Anharmonic phonon renormalization and thermal transport in the type-I Ba8Ga16Sn30 clathrate from first principles

Effects of strong phonon anharmonicity of a type-I clathrate Ba8Ga16Sn30 induced by the quadruple-well potential of guest atoms were investigated. Phonon transport including a coherent interbranch component was analyzed using a first-principles-based self-consistent phonon (SCP) theory that gives temperature-dependent harmonic interatomic force constants and by solving off-diagonal components of group velocity operator. Experimentally observed thermal conductivities have been reasonably reproduced by considering both lattice and electron contributions. Through the analysis with the SCP theory, we found that hardening of guest modes leads to an increase in lattice thermal conductivity at frequencies below those of framework-dominant flat modes (<40 cm(-1)), which finally results in the slow decay of the total lattice thermal conductivity with increasing temperature.

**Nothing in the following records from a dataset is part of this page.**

PR #1348, opened 2023-06-29
Rename smart wallets of the SDK -> accounts

nkrishang:


public/robots.txt
```diff
@@ -2,10 +2,6 @@
 User-agent: *
 Allow: /
 
-# *
```
nachoiacovino, line 5: curious why this got changed?

nachoiacovino (approved):
everything looks good except the change in robots.txt but I've seen that happening before when building, can you revert that before merging?

public/robots.txt
nkrishang: not sure why this change, let me check

PR #1354, opened 2023-07-01
Update README.md

kienngo98:
Trying to run this command on Windows and get the following error (image)
image

This can be solved with the `--ignore-engines` flag. This issue is somewhat similar with https://github.com/thirdweb-dev/js/issues/1179


kienngo98:
Might be a better idea to just update node version instead of ignoring-enginges

PR #1376, opened 2023-07-06
Improve /chainlist perf

MananTank:
Before:

https://www.webpagetest.org/breakdownTimeline.php?test=230706_AiDcJP_7M3&run=1

image

After: 

https://www.webpagetest.org/breakdownTimeline.php?test=230706_BiDcV6_7E3&run=3

image


MananTank:
Testing...

PR #1430, opened 2023-07-20
Pass Chain icon to embed via query param

MananTank:


contract-ui/tabs/embed/components/embed-setup.tsx
```diff
@@ -30,6 +30,21 @@ import {
   Heading,
 } from "tw-components";
 
+export function minimizeChain(chain: Chain) {
```
jnsdls, line 33: let's instead change this in the package please

.env.example
```diff
@@ -6,6 +6,9 @@ NEXT_PUBLIC_THIRDWEB_API_HOST="http://localhost:3005"
 # staging
 NEXT_PUBLIC_THIRDWEB_API_HOST="https://api.staging.thirdweb.com"
 
+# Get the client id from https://thirdweb.com/create-api-key and set it here, Make sure to allow localhost:3000 in the allowed origins
+NEXT_PUBLIC_DASHBOARD_CLIENT_ID=
```
jnsdls, line 10: great!

jnsdls (changes requested):
let's move the change to the chains package

contract-ui/tabs/embed/components/embed-setup.tsx
MananTank: Moved it to dashboard because that function is only used in dashboard

MananTank: Done

jnsdls (approved):
LGTM

PR #1432, opened 2023-07-21
chore: sentry cleanup

assimovt:


jnsdls:
#1435 should have taken care of most of this :)

PR #1469, opened 2023-08-01
Fix OG image not showing contract with name <=3 characters

MananTank:
Fixes https://linear.app/thirdweb/issue/FTD-1950/og-image-for-contract-doesnt-pull-contract-name-correctly


jnsdls (approved):
LGTM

Detailed analyses revealed that the increase in lattice thermal conductivity at low frequency is attributed to (a) the increase in both group velocities and lifetimes of phonon modes located at frequencies below that of the flat guest modes and (b) abnormal increase in lifetimes of phonon modes located between frequencies of the flat guest and framework modes with increasing temperature.

Automated summary

The effects of strong phonon anharmonicity induced by the quadruple-well potential of guest atoms in type-I clathrate Ba8Ga16Sn30 were investigated. A first-principles-based self-consistent phonon (SCP) theory was used to analyze the phonon transport, including a coherent interbranch component. The experimental thermal conductivities were reasonably reproduced by considering both lattice and electron contributions. The analysis with the SCP theory showed that the hardening of guest modes resulted in an increase in lattice thermal conductivity at frequencies below those of the framework-dominant flat modes, leading to a slow decay of the total lattice thermal conductivity with increasing temperature. Detailed analysis revealed that the increase in low-frequency lattice thermal conductivity was attributed to the increase in group velocities and lifetimes of phonon modes below the flat guest modes, as well as the abnormal increase in lifetimes of phonon modes between the frequencies of the flat guest and framework modes with increasing temperature.